At this regard, the major novelties of this paper, in comparison to our previous work (28), are the 3D TA, the automatic contouring of the ROI and the higher number of texture parameters analysed.
Our results showed a co-correlation between many variables, as well as the significance of the same TA variables between the different ROI (energy, kurtosis), and this aspect increases the validity of our results.
The TA variables that resulted significant at binary logistic regression were L5-energy and FH-skewness.
Energy represents a measure of the uniformity of the distribution, and is significantly higher in IF-p than C-p.
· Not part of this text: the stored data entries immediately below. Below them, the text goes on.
PR #11872, opened 2026-02-16
perf: Optimize hot-path hash computation by avoiding clones and using unstable sorts

anthonyshew:
## Summary

- Adds `From<&FileHashes>` impl so file inputs can be hashed by reference instead of cloning the entire HashMap per task
- Adds `LockFilePackagesRef` type so `get_external_deps_hash` borrows from the transitive dependency `HashSet` instead of cloning every `Package` (2 `String` allocations each)
- Replaces `sort_by` with `sort_unstable_by` throughout Cap'n Proto serialization paths — since all sorted collections have unique keys, stability is unnecessary, and unstable sort avoids auxiliary memory allocation

These changes target the per-task hash computation hot path that runs for every task in `turbo run`. In a large monorepo, the cumulative cost of HashMap clones and extra allocations is significant because each task independently serializes its inputs through Cap'n Proto before hashing with xxHash64.

## Benchmark results

Tested in a large monorepo:

```
Benchmark 1: ../../target/release/turbo run typecheck --dry --skip-infer --no-daemon
  Time (mean ± σ):      9.217 s ±  0.162 s    [User: 66.243 s, System: 18.195 s]
  Range (min … max):    8.784 s …  9.347 s    10 runs

Benchmark 2: turbo run typecheck --dry --skip-infer --no-daemon
  Time (mean ± σ):     12.277 s ±  2.471 s    [User: 77.811 s, System: 25.350 s]
  Range (min … max):    9.595 s … 16.435 s    10 runs

Summary
  ../../target/release/turbo run typecheck --dry --skip-infer --no-daemon ran
    1.33 ± 0.27 times faster than turbo run typecheck --dry --skip-infer --no-daemon
```

**~25% reduction in wall time** (9.2s vs 12.3s mean), with a notable improvement in both user CPU time (66s vs 78s) and system time (18s vs 25s), confirming reduced allocation pressure.

## Testing

- All existing hash tests pass — the reference-based impls produce identical hashes to the owned variants
- New tests verify `From<&FileHashes>` and `LockFilePackagesRef` produce the same hashes as their owned counterparts
- Integration tests show no changes to evaluated hashes


crates/turborepo-hash/src/lib.rs
```diff
@@ -105,6 +105,12 @@ pub struct GlobalHashable<'a> {
 
 pub struct LockFilePackages(pub Vec<turborepo_lockfiles::Package>);
 
+/// Reference-based variant of [`LockFilePackages`] that avoids cloning packages.
+///
+/// This is used in hot paths where we have a borrowed collection of packages
+/// (e.g. from a `HashSet`) and want to hash them without cloning each one.
```
anthonyshew:
```suggestion
```

crates/turborepo-hash/src/lib.rs
```diff
@@ -202,7 +240,54 @@ impl From<FileHashes> for Builder<HeapAllocator> {
             // and set the entries in the capnp message
 
             let mut hashable: Vec<_> = file_hashes.into_iter().collect();
-            hashable.sort_by(|(path_a, _), (path_b, _)| path_a.cmp(path_b));
+            // sort_unstable_by is faster than sort_by (no auxiliary allocation) and
+            // produces identical results here since HashMap keys are unique.
```
anthonyshew:
```suggestion
```

crates/turborepo-hash/src/lib.rs
```diff
@@ -202,7 +240,52 @@ impl From<FileHashes> for Builder<HeapAllocator> {
...
+
+        canon_builder
+    }
+}
+
+/// Reference-based hashing for [`FileHashes`] that avoids cloning the inner HashMap.
+///
+/// On the hot path, tasks need their file hashes both for computing the task hash
+/// and for storing in the expanded hashes tracker. Previously this required cloning
+/// the entire HashMap just to hash it. This implementation borrows instead.
```
anthonyshew:
```suggestion
```

crates/turborepo-run-summary/src/task_factory.rs
```diff
@@ -229,22 +229,19 @@ fn workspace_relative_log_file(task_name: &str) -> turbopath::AnchoredSystemPath
...
     let Some(transitive_dependencies) = transitive_dependencies else {
         return "".into();
     };
 
-    let mut transitive_deps = Vec::with_capacity(transitive_dependencies.len());
-
-    for dependency in transitive_dependencies.iter() {
-        transitive_deps.push(dependency.clone());
-    }
+    // Collect references instead of cloning each Package (which has two Strings).
```
anthonyshew:
```suggestion
```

This parameter is inversely correlated to the entropy, in accordance with previous works (28,33,34). This might be explained by the fibers being more marked in the control group, with an increase in the randomness of the pixel values, and eventually an increase in the entropy and a decrease in energy.
Skewness, on the other hand, measures the asymmetry of the gray-level distribution in the histogram, and this parameter was higher in IF-p than C-p. This result could be correlated to a lower density (35) and mineralization of the bone, thus reflecting a higher asymmetry in the histogram.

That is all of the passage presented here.